[Opening TASK MATERIAL section]
Issue #1478, opened 2026-02-14
IRCv3 reactions


4e554c4c:
This feature request is a more specific version of #550, which pertains only to ircv3 reactions.

PR #1481, opened 2026-02-14
reacts: the third

4e554c4c:
Implement reactions in halloy

UI demo:
image

message (de)serialization backwards compatibility has been tested. This PR stores reactions on messages instead of separately in history metadata, which makes things easier. Unreactions are still stored, since the IRC chathistory protocol means that a reaction might be fetched _after_ its unreaction.

Resolves: #1478
Supersedes:  #1039

### DIFF
--- a/data/src/history.rs
+++ b/data/src/history.rs
@@ -1101,16 +1101,16 @@ pub fn find_reaction_target<'a>(
     // server_time is after a react
     let position = messages
         .iter()
-        .take(start_index + 1)
+        .take(start_index)
         .rev()
         .position(|m| m.id.as_deref() == Some(id))
-        .map(|position| start_index - position)
+        .map(|position| start_index - 1 - position)
         .or(messages
             .iter()
-            .skip(start_index + 1)
+            .skip(start_index)
             .rev()
             .position(|m| m.id.as_deref() == Some(id))
-            .map(|position| messages.len() - position));
+            .map(|position| messages.len() - 1 - position));
 
     position.and_then(|position| messages.get_mut(position))
 }
--- a/data/src/client.rs
+++ b/data/src/client.rs
@@ -651,9 +651,6 @@ impl Client {
         }
 
         match &message.command {
-            _ if is_reaction(&message) => {
-                return Ok(vec![Event::Reaction(message)]);
-            }
             Command::BATCH(batch, params) => {
                 let mut chars = batch.chars();
                 let symbol = ok!(chars.next());
@@ -808,6 +805,9 @@ impl Client {
                         vec![]
                     } else {
                         match &message.command {
+                            _ if is_reaction(&message) => {
+                                vec![Event::Reaction(message)]
+                            }
                             Command::NICK(_) => batch_target
                                 .as_channel()
                                 .map(|channel| {
@@ -967,6 +967,9 @@ impl Client {
                         source,
                     )]);
                 }
+            }
+            _ if is_reaction(&message) => {
+                return Ok(vec![Event::Reaction(message)]);
             }
             // Reroute whois, whowas, and user mode responses
             Command::Numeric(
--- a/src/main.rs
+++ b/src/main.rs
@@ -710,24 +710,17 @@ impl Halloy {
                     );
 
                     if let Screen::Dashboard(dashboard) = &mut self.screen {
-                        let mut commands = vec![];
-
-                        for event in events {
-                            handle_client_event(
-                                &server,
-                                event,
-                                dashboard,
-                                &mut commands,
-                                &mut self.clients,
-                                &self.config,
-                                &mut self.notifications,
-                                &mut self.servers,
-                                &mut self.controllers,
-                                &self.main_window,
-                            );
-                        }
-
-                        return Task::batch(commands);
+                        return handle_client_events(
+                            &server,
+                            events,
+                            dashboard,
+                            &mut self.clients,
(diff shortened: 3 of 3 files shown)


4e554c4c:
this is tested with other clients (like the unreaction branch of goguma) and ready for review! not sure what's going on with the checks, I can't replicate the error.

data/src/config/buffer/channel.rs
```diff
@@ -14,10 +14,20 @@ pub struct Channel {
...
 pub struct Message {
     pub nickname_color: Color,
+    pub show_emoji_reacts: bool,
+}
+
+impl Default for Message {
+    fn default() -> Self {
+        Self {
+            nickname_color: Color::default(),
+            show_emoji_reacts: true,
```
casperstorm, line 28: Let's keep default as `false`.

data/src/command.rs
```diff
@@ -43,6 +43,12 @@ pub enum Irc {
     Nick(String),
     Quit(Option<String>),
     Msg(String, String),
+    React {
+        target: String,
+        msgid: message::Id,
+        text: String,
+        unreact: bool,
+    },
```
casperstorm, line 56: Maybe just split it out into React, Unreact to make it clear tbh.

data/src/message.rs
```diff
@@ -896,12 +928,68 @@ pub fn condense(
...
         None
     }
 }
 
+#[derive(Debug, Clone, Serialize, Deserialize, PartialEq)]
+pub struct Reaction {
+    pub sender: Nick,
+    pub text: String,
+    pub unreact: bool,
+}
```
casperstorm: i think we should move Reaction, and ReactionContext into its own file under data/src/message/reaction.rs

data/src/message.rs
```diff
@@ -896,12 +928,68 @@ pub fn condense(
...
+
+#[derive(Debug)]
+pub struct ReactionContext {
```
casperstorm: Not a huge fan of "Context" in general, but right now i don't have a better word. Once moved to reactions.rs we could drop Reaction in front at least.

src/buffer/message_view.rs
```diff
@@ -324,6 +325,27 @@ impl<'a> ChannelQueryLayout<'a> {
...
+                    // SAFETY(pounce): our message must have an ID as it has reactions which we are
+                    // tracking
+                    msgid: message.id.as_ref().unwrap().clone(),
+                    text: text.to_owned(),
+                    unreacted: false,
+                },
+                |text| Message::Reacted {
+                    msgid: message.id.as_ref().unwrap().clone(),
+                    text: text.to_owned(),
+                    unreacted: true,
```
casperstorm: not happy about these unwraps.

src/buffer/scroll_view.rs
```diff
@@ -56,6 +58,11 @@ pub enum Message {
     ContentResized(Size),
     PendingScrollTo,
     HeightsCollected(Vec<(message::Hash, f32)>),
+    Reacted {
+        msgid: message::Id,
+        text: String,
+        unreacted: bool,
```
casperstorm: Again, we could split it to Reacted, Unreacted.

data/src/config/buffer/channel.rs
4e554c4c: I'm generally against hiding information by default, especially if it's intended communication (joining a server that has reacts enabled and then someone reacts to your message)

data/src/command.rs
4e554c4c: I agree that the boolean is unclear, but also having two different structs would mean duplication everywhere
maybe an enum with two variants would be better?

src/buffer/message_view.rs
4e554c4c: The unwraps are safe, but I can probably change the callbacks to have an Option<Message>

I think this would be a better choice in general for refactors in the future.

src/widget/reaction_row.rs
```diff
@@ -0,0 +1,127 @@
...
+                    .collect::<BTreeSet<&str>>(),
+            )
+        })
+        .filter(|(_, set)| !set.is_empty())
+        .collect();
+
+    let row = Row::from_iter(m.iter().map(|(reaction_text, nicks)| {
+        // we reacted to this message already
+        let selected =
+            our_nick.is_some_and(|nick| nicks.contains(&nick.as_str()));
```
casperstorm, line 64: could this fail due to casemapping?

data/src/history.rs
```diff
@@ -798,6 +799,30 @@ impl History {
...
+            | History::Full {
+                messages,
+                last_updated_at,
+                ..
+            } => {
+                let Some(message) =
+                    messages.iter_mut().find(|m| m.id.as_deref() == Some(&*id))
+                else {
+                    return;
+                };
```
casperstorm, line 881: i’m a bit concerned about the O(messages) lookup here 🤔

src/widget/reaction_row.rs
4e554c4c: no, since the `PartialEq` impl checks nicks that are normalized under the casemapping

4e554c4c:
~BLOCKING ISSUE: currently reactions don't show up if they occur after the backlog indicator~ fixed

casperstorm:
Ill merge this now, and then we can fine tune as things come. Great job on this @4e554c4c.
[Closing TASK MATERIAL section]
**TASK TO CARRY OUT:** Set down, word for word, each line from the top of the records above through the line with "Resolves: #1478".

**EXERCISE RESPONSE:**
Issue #1478, opened 2026-02-14
IRCv3 reactions


4e554c4c:
This feature request is a more specific version of #550, which pertains only to ircv3 reactions.

PR #1481, opened 2026-02-14
reacts: the third

4e554c4c:
Implement reactions in halloy

UI demo:
image

message (de)serialization backwards compatibility has been tested. This PR stores reactions on messages instead of separately in history metadata, which makes things easier. Unreactions are still stored, since the IRC chathistory protocol means that a reaction might be fetched _after_ its unreaction.

Resolves: #1478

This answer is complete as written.